In the case of ${\widehat{P}}_{>q}$, coverage was conservative (> 95%) for small values of k and declined somewhat as k increased. Coverage was slightly below nominal for k = 150 (93%; 10^th percentile: 88%); additional diagnostics regarding the bootstrap samples preliminarily suggested that this might have reflected infidelity of the bootstrap sampling distribution to the actual sampling distribution (Section 5.2.2). Below, we speculate based on statistical theory on possible mechanisms for this finding, though precisely testing these proposed mechanisms was beyond the scope of the present simulation study. This could be investigated in future work.

Figures 4 and 5 are violin plots (i.e., mirrored density plots) showing, for simulation scenarios fulfilling the guidelines given in Section 2.3, the distribution of each performance metric stratified by k. The Supplementary material contains similar violin plots showing the distribution of the performance metrics across all scenarios, as well as stratified by additional characteristics of the metaanalysis (k, E[N], the presence of clustering, the population effect distribution, the covariate contrast, and the true P _{> q}). The plots are provided to illustrate the extent of variability in performance metrics that might be expected across datasets (although some of the observed variability represents Monte-Carlo error).

FIGURE 4.

For ${\widehat{P}}_{>q}(z)$, violin plots showing the number of meta-analyzed studies (k) versus (a) bias, (b) absolute error, (c) 95% confidence interval coverage, and (d) 95% confidence interval width. White boxplots display the median, 25^th percentile, and 75^th percentile. Horizontal dashed reference lines represent perfect performance

FIGURE 5.

For ${\widehat{P}}_{>q}(z)-{\widehat{P}}_{>q}(z_0)$, violin plots showing the number of meta-analyzed studies (k) versus (a) bias, (b) absolute error, (c) 95% confidence interval coverage, and (d) 95% confidence interval width. White boxplots display the median, 25^th percentile, and 75^th percentile. Horizontal dashed reference lines represent perfect performance

5.2.2 ∣. Results for ${\widehat{P}}_{>q}(z)$

Point estimation.

Table 4 shows results for ${\widehat{P}}_{>q}(z)$. Across all scenarios, ${\widehat{P}}_{>q}(z)$ was approximately unbiased (bias = 0.00; 10^th percentile: −0.02, 90^th percentile: 0.08). However, because the estimator had substantial variability in some scenarios, it did have a non-negligible absolute error of 0.07 (90^th percentile: 0.23).
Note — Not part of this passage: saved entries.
PR #204, opened 2025-01-13
Consolidating `StoreTrajectoriesCallback` with `TrajectoryFileCallback`, `async` file I/O, controlling env dump

jamesbraza:
This PR:
- Consolidates `TrajectoryFileCallback` into `StoreTrajectoriesCallback` with optional files
- Allows for control over `Environment.Frame` dump
- Dumps all files in `async` via `aiofiles`, resolving a TODO comment

### DIFF
--- a/ldp/alg/callbacks.py
+++ b/ldp/alg/callbacks.py
@@ -162,8 +162,7 @@ class TrajectoryFileCallback(Callback):
 
         traj = self.trajs[traj_id]
         traj.steps.append(transition)
-        # TODO: make this async?
-        traj.to_jsonl(self.out_files[traj_id])
+        await traj.to_jsonl(self.out_files[traj_id])
         if transition.done:
             with (
                 # Do not fail if the environment didn't implement export_frame().
--- a/ldp/alg/callbacks.py
+++ b/ldp/alg/callbacks.py
@@ -134,7 +134,7 @@ class StoreTrajectoriesCallback(Callback):
             frame = env.export_frame()
         except NotImplementedError:
             return None  # Allow for envs that didn't implement export_frame()
-        return frame.model_dump_json(exclude={"state"}, indent=2)
+        return frame.model_dump_json(indent=2)
 
     def __init__(
         self,
--- a/ldp/alg/callbacks.py
+++ b/ldp/alg/callbacks.py
@@ -172,9 +172,9 @@ class StoreTrajectoriesCallback(Callback):
         traj.steps.append(transition)
         if self.output_dir is not None:
             await traj.to_jsonl(self.traj_files[traj_id])
-            with self.env_files[traj_id].open("w") as f:
+            async with aiofiles.open(self.env_files[traj_id], "w") as f:
                 if to_dump := self.serialize_env(env, transition):
-                    f.write(to_dump)
+                    await f.write(to_dump)
 
     async def after_train_step(self, trajectories: Sequence[Trajectory]) -> None:
         self.train_traj_ids.extend([t.traj_id for t in trajectories])
--- a/ldp/alg/callbacks.py
+++ b/ldp/alg/callbacks.py
@@ -1,3 +1,4 @@
+import asyncio
 import json
 import logging
 import os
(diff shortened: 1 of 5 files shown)


ldp/alg/callbacks.py
```diff
@@ -123,54 +122,64 @@ async def after_update(self) -> None:
...
-        self.output_dir.mkdir(parents=True, exist_ok=True)
+    @staticmethod
+    def default_serialize_env(env: Environment, transition: Transition) -> str | None:
+        if not transition.done:
+            return None
+        try:
+            frame = env.export_frame()
+        except NotImplementedError:
+            return None  # Allow for envs that didn't implement export_frame()
+        return frame.model_dump_json(exclude={"state"}, indent=2)
```
sidnarayanan, line 135: Per in-person convo: must we drop state here?

ldp/alg/callbacks.py
```diff
@@ -123,54 +122,64 @@ async def after_update(self) -> None:
...
 
-        self.out_files: dict[str, Path] = {}
+    def __init__(
+        self,
+        output_dir: str | os.PathLike | None = None,
```
sidnarayanan, line 139: I think we can force the user to pass `output_dir`. It looks like we need it to be optional to support the `StoreTrajectoriesCallback` functionality, but I don't think anyone is actually using it (just grepped the codebase) - let's deprecate it and simplify this callback

ldp/alg/callbacks.py
```diff
@@ -123,54 +122,64 @@ async def after_update(self) -> None:
...
-                # Do not fail if the environment didn't implement export_frame().
-                suppress(NotImplementedError),
-                Path(self.env_files[traj_id]).open("w") as f,
-            ):
-                f.write(env.export_frame().model_dump_json(exclude={"state"}, indent=2))
+        if self.output_dir is not None:
+            await traj.to_jsonl(self.traj_files[traj_id])
+            async with aiofiles.open(self.env_files[traj_id], "w") as f:
+                if to_dump := self.serialize_env(env, transition):
+                    await f.write(to_dump)
```
sidnarayanan, line 176: Minor optimization, but perhaps could be `asyncio.gather`'d?

ldp/alg/callbacks.py
jamesbraza: Yeah I just kept this around to be backwards compatible, if one wants to serialize state, one can specify a serialization function.

Tho I do agree it's undesirable enough that we should not `exclude={"state"}` by default. @whitead what do you think of not `exclude`ing `state`?

ldp/alg/callbacks.py
jamesbraza: So we use `StoreTrajectoriesCallback` in unit tests to in-memory store trajectories. I don't want unit tests to have to use `tmpfile`s when really the tests just want to temporarily house `Trajectory` in-memory.

I would rather have it be optional, because people may not always have a filesystem

sidnarayanan: I see your point re: tests, but:
> I would rather have it be optional, because people may not always have a filesystem
I would contend there isn't a use-case for this callback if you don't have a filesystem - all it'd do is aggregate things into a list. You'd have to subclass and add some further post-processing for any real utility. That would be fairly simple to write from scratch and I'm not sure complicating this class is worth saving the user a little boilerplate.

ldp/alg/callbacks.py
jamesbraza: Sure nice comment, just implemented this

ldp/alg/callbacks.py
sidnarayanan: If you don't want to add that in this PR, I can open a follow-up with the simplification / modified tests. IMO it's worth keeping core parts of the code simple and easy-to-read.

jamesbraza: The use case with no filesystem is basically storing parts of the trajectory for post-rollout processing (e.g. evaluating consensus sampling still within the same Python execution).

Since the file I/O can become sizable (especially in longer trajectories), requiring it forces one to incur a perf hit even though one just needs an in-memory cache.

Lastly, I like being able to not worry about or requiring filesystem for DIY scripts and quick unit tests.

---

Let's just leave this debate for the future

ldp/alg/callbacks.py
jamesbraza: Alright, I just implemented this

ldp/alg/callbacks.py
sidnarayanan: Idk, it still feels like we're trying to put two (three?) unrelated things in one callback: aggregating trajectories in a list for another consumer, serializing trajectories to JSONLs, serializing final environment frames to JSONs. 

Happy to defer to another PR, but I do want to keep this part of the codebase simple and easy to read.

jamesbraza:
I extracted some of the improvements into https://github.com/Future-House/ldp/pull/205

ldp/alg/callbacks.py
jamesbraza: Sure no problem, we can just revisit this merge later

The magnitude of the bias of ${\widehat{P}}_{>q}(z)$ did not seem to differ systematically by characteristics of the simulation scenarios that would be observable in practice (i.e., not unobservable parameters).

TABLE 4.

Main simulation results for ${\widehat{P}}_{>q}(z)$ in all scenarios, in scenarios with normally distributed population effects, and in scenarios fulfilling the reporting guidelines. Values are medians across scenarios with 10^th and 90^th percentiles given in parentheses. No. scenarios: the number of scenarios analyzed. Coverage: coverage of 95% confidence intervals. Cov. <85%: proportion of scenarios with coverage <85%. CI width: width of 95% confidence intervals. Width >0.90: proportion of scenarios with very large average CI width (>0.90). These results are discussed in Section 5.2.2

Scenarios	No. scenarios	${\widehat{\mathit{P}}}_{\mathit{z}}$ bias	${\widehat{\mathit{P}}}_{\mathit{z}}$ abs. error	${\widehat{\mathit{P}}}_{\mathit{z}}$ rel. bias	$\widehat{\mathit{E}}[\theta \mid \mathit{Z}=\mathit{z}]$ rel. bias	${\widehat{\tau }}_{ϵ}^2$ rel. bias	${\widehat{\mathit{P}}}_{\mathit{z}}$ coverage	${\widehat{\mathit{P}}}_{\mathit{z}}$ cov. < 85%	${\widehat{\mathit{P}}}_{\mathit{z}}$ CI width	${\widehat{\mathit{P}}}_{\mathit{z}}$ width >0.90
All	4679	0 (−0.02, 0.08)	0.07 (0.03, 0.23)	−0.01 (−0.18, 0.29)	0.05 (0.01, 0.17)	0.35 (0.14, 1.41)	0.95 (0.89, 1)	0.05	0.37 (0.12, 0.89)	0.10
Normal effects	2350	0 (−0.02, 0.02)	0.07 (0.03, 0.22)	−0.02 (−0.11, 0.20)	0.05 (0.01, 0.17)	0.32 (0.13, 1.41)	0.96 (0.91, 1)	0	0.37 (0.13, 0.90)	0.10
Not clustered exponential effects (i.e., scenarios fulfilling guidelines)	3522	0 (−0.02, 0.05)	0.07 (0.03, 0.22)	−0.02 (−0.13, 0.20)	0.05 (0.01, 0.17)	0.35 (0.14, 1.39)	0.96 (0.91, 1)	0.01	0.37 (0.12, 0.91)	0.11

Exploration of bootstrap bias corrections.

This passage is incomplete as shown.